→ **Assignment**
Your job is to return every line in the data holding the string "provider".

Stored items

PR #1207, opened 2026-06-29
Fix CRLF line endings caused by broken `.gitattributes`

suri-kumkaran:
**Problem:** The first rule `text eol=crlf` was parsed as the literal filename `text`, not a glob — so no EOL normalization ever applied. Line endings fell back to each committer's local `core.autocrlf`, leaving **16 files committed with CRLF** against the repo's LF convention.

**Fix:**
- `text eol=crlf` → `* text=auto eol=lf` (normalize all text files to LF)
- Drop the dead `*.cer` / `*.qencr` / `*.dat` binary rules (boilerplate from initial import; none exist in the repo, and `text=auto` auto-detects binaries anyway)
- Renormalize the 16 CRLF files to LF (line endings only — no content change)

**Verification:** `git ls-files --eol` now reports **zero CRLF/mixed** across all tracked files; `git check-attr` resolves `text: auto, eol: lf` for source files (previously empty).


harsha-simhadri (approved):

.gitattributes
```diff
@@ -1,7 +1,7 @@
-text eol=crlf
-.cer binary
-.qencr binary
-.dat binary
+* text=auto eol=lf
+*.cer binary
+*.qencr binary
+*.dat binary
```
hildebrandmw: I think we can drop `.cer`/`.qencr`/`.dat`. None of these show up in the repo.

hildebrandmw (approved):
Thanks!

.gitattributes
suri-kumkaran: Make sense, done.

hildebrandmw (approved):

PR #1216, opened 2026-06-30
Support u64 vertex ids in the bftree provider

JordanMaples:
## What

Make the bf-tree provider generic over its vertex-id type so it can index past
the `u32::MAX` (~4.3B) ceiling, while keeping `u32` as the default (no memory or
storage cost for existing datasets). Also add defensive hardening, wide-id test
coverage, and a benchmark-layer path to validate the `u64` id space against
real-world datasets.

- **New `id.rs`** — `BfTreeId` trait with `u32` / `u64` impls, `from_index` /
  `try_from_index`, and `validate_id_capacity`.
- **`provider.rs`** — `BfTreeProvider<T, Q = QuantVectorProvider, I = u32>`.
  The vertex id type threads through construction, save, and load. The persisted
  `SavedParams` records `id_width`; load validates it against the requested type
  so a `u32` index can't be silently reopened as `u64` (or vice versa).
- **`neighbors.rs` / `vectors.rs`** — neighbor cells and starting-point seeding
  are generic over `I`, sized via `size_of::<I>()`.

## Why

Larger-than-memory, billion-scale datasets need vertex ids wider than `u32`.
Defaulting `I = u32` keeps the common case unchanged; opting into `u64` is a
single type parameter at the call site.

→ **Answer to this problem**
Support u64 vertex ids in the bftree provider
Make the bf-tree provider generic over its vertex-id type so it can index past
- **`provider.rs`** — `BfTreeProvider<T, Q = QuantVectorProvider, I = u32>`.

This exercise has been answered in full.